The infinite monkey theorem follows from this second lemma.

The lemma can be applied to give a covering theorem in Rⁿ. Specifically Template:Harv, if E_j is a collection of Lebesgue measurable subsets of a compact set in Rⁿ such that $${\displaystyle \sum _j\mu (E_j)=\mathrm{\infty },}$$ then there is a sequence F_j of translates $${\displaystyle F_j=E_j+x_j}$$ such that $${\displaystyle \lim \sup F_j={\displaystyle \bigcap _{n=1}^{\mathrm{\infty }}}{\displaystyle \bigcup _{k=n}^{\mathrm{\infty }}}{F}_k={ℝ}^n}$$ apart from a set of measure zero.

Suppose that ${\sum }_{n=1}^{\mathrm{\infty }}\mathrm{Pr}(E_n)=\mathrm{\infty }$ and the events ${\displaystyle (E_n{)}_{n=1}^{\mathrm{\infty }}}$ are independent. It is sufficient to show the event that the E_n's did not occur for infinitely many values of n has probability 0. This is just to say that it is sufficient to show that $${\displaystyle 1-\mathrm{Pr}(\underset{n\to \mathrm{\infty }}{\mathrm{lim\; sup}}{E}_n)=0.}$$

Noting that: $${\displaystyle \begin{array}{cc}1-\mathrm{Pr}(\underset{n\to \mathrm{\infty }}{\mathrm{lim\; sup}}{E}_n)& =1-\mathrm{Pr}(\{E_n\text{ i.o.}\})=\mathrm{Pr}(\{E_n\text{ i.o.}{\}}^c)\\ & =\mathrm{Pr}\left({\left({\displaystyle \bigcap _{N=1}^{\mathrm{\infty }}}{\displaystyle \bigcup _{n=N}^{\mathrm{\infty }}}{E}_n\right)}^c\right)=\mathrm{Pr}\left({\displaystyle \bigcup _{N=1}^{\mathrm{\infty }}}{\displaystyle \bigcap _{n=N}^{\mathrm{\infty }}}{E}_n^c\right)\\ & =\mathrm{Pr}\left(\underset{n\to \mathrm{\infty }}{\mathrm{lim\; inf}}{E}_n^c\right)=\underset{N\to \mathrm{\infty }}{\lim }\mathrm{Pr}\left({\displaystyle \bigcap _{n=N}^{\mathrm{\infty }}}{E}_n^c\right),\end{array}}$$ it is enough to show: $\mathrm{Pr}\left({\bigcap }_{n=N}^{\mathrm{\infty }}{E}_n^c\right)=0$. Since the ${\displaystyle (E_n{)}_{n=1}^{\mathrm{\infty }}}$ are independent: $${\displaystyle \begin{array}{cc}\mathrm{Pr}\left({\displaystyle \bigcap _{n=N}^{\mathrm{\infty }}}{E}_n^c\right)& ={\displaystyle \prod _{n=N}^{\mathrm{\infty }}}\mathrm{Pr}(E_n^c)\\ & ={\displaystyle \prod _{n=N}^{\mathrm{\infty }}}(1-\mathrm{Pr}(E_n)).\end{array}}$$ The convergence test for infinite products guarantees that the product above is 0, if ${\sum }_{n=N}^{\mathrm{\infty }}\mathrm{Pr}(E_n)$ diverges. This completes the proof.

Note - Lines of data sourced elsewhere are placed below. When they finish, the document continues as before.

PR #172, opened 2019-01-10
Add blooms-taxonomy distrubution to the /learning-objects/stats route 

davidnso:
**Troubleshoot docker issues.** 
**check if the head is detached from master**
git branch 
**if the head is detached from master the run...** 
git checkout master 
git pull 
**Then branch off and continue working** 
If you run into a docker issue when trying to spin up the service try running 
rm -rf package-lock.json 
**If the build crashes because it depends on another service to run properly**
docker-compose -f [dependent-service].dev.yml -f [main-service].dev.yml up --build


src/LearningObjectStats/LearningObjectStatStore.ts
```diff
@@ -5,6 +5,7 @@ import {
 import { Db } from 'mongodb';
 import { COLLECTIONS } from '../drivers/MongoDriver';
 
+const ONION_BLOOMS= 'blooms_outcome_distribution'
```
gshaw1997: To make the name here more descriptive of what the string value I'd suggest changing it to something along the lines of
```suggestion
const BLOOMS_DISTRIBUTION_COLLECTION= 'blooms_outcome_distribution'
```

src/LearningObjectStats/LearningObjectStatStore.ts
```diff
@@ -36,7 +38,25 @@ export class LearningObjectStatStore implements LearningObjectStatDatastore {
         unit: 0,
         course: 0,
       },
+      blooms_distribution: {
+        apply: 0,
+        evaluate: 0, 
+        remember: 0,
+      }
     };
+    for(var i=0; i<bloomsData.length; i++){
```
gshaw1997: Before we iterate over `bloomsData` we should check if it is in fact defined, so we don't run into issues trying to access property `length` of undefined.

src/LearningObjectStats/LearningObjectStatStore.ts
```diff
@@ -36,7 +38,25 @@ export class LearningObjectStatStore implements LearningObjectStatDatastore {
...
+      if(bloomsData[i]._id === 'Apply and Analyze'){
```
gshaw1997: For maintainability, create a `const` to store the string ids of each bloom that can be easily modified and accessed. For instance 
```suggestion
const BLOOMS = {
APPLY: 'Apply and Analyze'
...
}
      if(bloomsData[i]._id === BLOOMS.APPLY){
```

gshaw1997: Also, since we have defined cases here of what we want to match, a switch case statement may be more appropriate and easier to read and maintain.

src/LearningObjectStats/LearningObjectStatStore.ts
```diff
@@ -36,7 +50,32 @@ export class LearningObjectStatStore implements LearningObjectStatDatastore {
...
+          case BLOOMS.EVALUATE:
+            stats.blooms_distribution.evaluate = bloomsData[i].value;
+            break;
+          case BLOOMS.REMEMBER:
+            stats.blooms_distribution.remember = bloomsData[i].value;
+            break;
+          default:
+        }
+      }
+    } else {
```
gshaw1997:
```suggestion
    }
```
Non-error log should be removed

src/LearningObjectStats/LearningObjectStatStore.ts
```diff
@@ -36,7 +50,32 @@ export class LearningObjectStatStore implements LearningObjectStatDatastore {
...
+      console.log('BLOOMS_DATA is undefined. ');
```
gshaw1997:
```suggestion
```
Removing else block from above

src/LearningObjectStats/LearningObjectStatStore.ts
```diff
@@ -36,7 +50,32 @@ export class LearningObjectStatStore implements LearningObjectStatDatastore {
...
+    }
```
gshaw1997:
```suggestion
```
Removing else block from above

PR #181, opened 2019-01-16
Recursively update parent object's  timestamps when child object is modified

### LINKED ISSUE #173: Create a mongo query to handle updates when a learning objects' children are changed
This issue goes with the following user story: 
As a user, I want to see the last updated date of a learning object reflect changes to materials and children so that I know the date for any content.

### LINKED ISSUE #175: Update LearningObject deletion to update parents' timestamp if deleted object is a child
When a LearningObject is deleted and is a child of another object, it's parent's timestamp should be updated to the current date.

gshaw1997:
This PR adds logic to learning-object-service to recursively update a child's parent objects' timestamps whenever it is modified.

Closes #175. Closes #173


gshaw1997:
Closes #175. Closed #173

gshaw1997:
This PR is ready to be reviewed. Is labeled WIP because tests are being written.

src/FileManager/FileInteractor.ts
```diff
@@ -43,41 +47,41 @@ export async function startMultipartUpload(params: {
...
-        id: params.uploadId,
-      });
-    } catch (e) {
-      return Promise.reject(e);
-    }
+/**
+ * Processes Multipart Uploads
+ *
+ * @private
+ * @static
```
DonSeannelly: This is not a static member of a class.

```suggestion
```

src/LearningObjects/LearningObjectInteractor.ts
```diff
@@ -11,6 +11,73 @@ import {
...
+ * }} params
+ * @returns {Promise<void>}
+ */
+export async function updateParentsDate(params: {
+  dataStore: DataStore;
+  childId: string;
+  parentIds?: string[];
+  date: string;
+}): Promise<void> {
+  const parentIds =
```
DonSeannelly: ### Two opinions here

First, I think [destructuring](https://developer.mozilla.org/en-US/docs/Web/JavaScript/Reference/Operators/Destructuring_assignment#Basic_assignment) the params object would make this more readable:
`const { dataStore, childId, parentIds, date } = params;`

This would allow us to turn this:
```
    await params.dataStore.findParentObjectIds({
      childId: params.childId,
    })
```
Into this:

`await params.dataStore.findParentObjectIds({ childId });`

Second, I think that the way we are leveraging JavaScripts notion of falsyness is decreasing readability of the code (this is a completely personal opinion). I think it might be better to write something like:

```
if(parentIds == null) {
   parentIds = await params.dataStore.findParentObjectIds({
      childId: params.childId,
   })
}
```
Instead of:
```
  const parentIds =
    params.parentIds ||
    (await params.dataStore.findParentObjectIds({
      childId: params.childId,
    }));
```
My reasoning for this is that the above construct transfers between languages, and reads closer to a proper English thought.

I'm open to thoughts on this from all of @Cyber4All/developers

src/LearningObjects/LearningObjectInteractor.ts
```diff
@@ -11,6 +11,73 @@ import {
...
+      childId: params.childId,
+    }));
+  if (parentIds && parentIds.length) {
+    await Promise.all([
+      // Perform update of all parent dates
+      params.dataStore.updateMultipleLearningObjects({
+        ids: parentIds,
+        updates: { date: params.date },
+      }),
+      // Perform update parents' parents' dates
```
DonSeannelly: Is updating all of the parents of each of the parents (2 hops), or was "parents' parents'" a type-o?

src/LearningObjects/LearningObjectInteractor.ts
nrwinner: In reference to the **first** thought, I think I agree... however destructuring the params object would have the unfortunate side-effect of making function declarations almost twice as long.

In reference to the **second** thought, I agree in this particular scenario, but not as a blanket statement. In this scenario, being wrapper onto two lines is what's really decreasing readability IMHO. I think `const a = c || d` is concise and very readable.

DonSeannelly: @nrwinner you bring up a good point that I missed: there are two ways to do this destructuring. My comment above was referring to **destructuring the params object into local variables** on the first line of the function. However, it is also possible to do the **destructuring inside the function signature**.

I do agree with you, though, that doing the destructuring in the signature does get a little messy when trying to use type annotations.

As per the second point, I agree with you. I think the complexity of calling a function maybe should cause us to avoid it - but it is fine for just working with variables (such as `c` and `d` above)

nrwinner: @DonSeannelly ahh gotcha, in that case I totally agree with your first point.

src/LearningObjects/LearningObjectInteractor.ts
gshaw1997: It updates the parents of each parent.

DonSeannelly: Ah, I understand now. The function takes a LO and updates the date for each parent. If there are parent's it recursively iterates up the chain until it is done. It's not actually two hops because we are currently update the parents of the object in question.

Is that correct?

gshaw1997: Yep, that's correct

nrwinner:
apprové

Another related result is the so-called counterpart of the Borel–Cantelli lemma. It is a counterpart of the Lemma in the sense that it gives a necessary and sufficient condition for the limsup to be 1 by replacing the independence assumption by the completely different assumption that ${\displaystyle (A_n)}$ is monotone increasing for sufficiently large indices. This Lemma says:

Let ${\displaystyle (A_n)}$ be such that ${\displaystyle A_k\subseteq A_{k+1}}$, and let ${\displaystyle \overline{A}}$ denote the complement of ${\displaystyle A}$. Then the probability of infinitely many ${\displaystyle A_k}$ occur (that is, at least one ${\displaystyle A_k}$ occurs) is one if and only if there exists a strictly increasing sequence of positive integers ${\displaystyle (t_k)}$ such that $${\displaystyle \sum _k\mathrm{Pr}(A_{t_{k+1}}\mid {\overline{A}}_{t_k})=\mathrm{\infty }.}$$This simple result can be useful in problems such as for instance those involving hitting probabilities for stochastic process with the choice of the sequence ${\displaystyle (t_k)}$ usually being the essence.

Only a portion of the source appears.